→ **Description of the task**
Every word of the data must be reproduced in your reply exactly.

▬▬▬

PR #4146, opened 2024-08-20
Surreals 3

sctfn:
Beginning work on the recursive surreal definitions here.  Mostly proving theorems about recursion and induction, but I did take a stop off and prove some basic properties about surreal addition!

Moved brsnop up to main

### DIFF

▬▬▬

→ **Exercise result**
PR #4146, opened 2024-08-20
Surreals 3

sctfn:
Beginning work on the recursive surreal definitions here.  Mostly proving theorems about recursion and induction, but I did take a stop off and prove some basic properties about surreal addition!

Moved brsnop up to main

### DIFF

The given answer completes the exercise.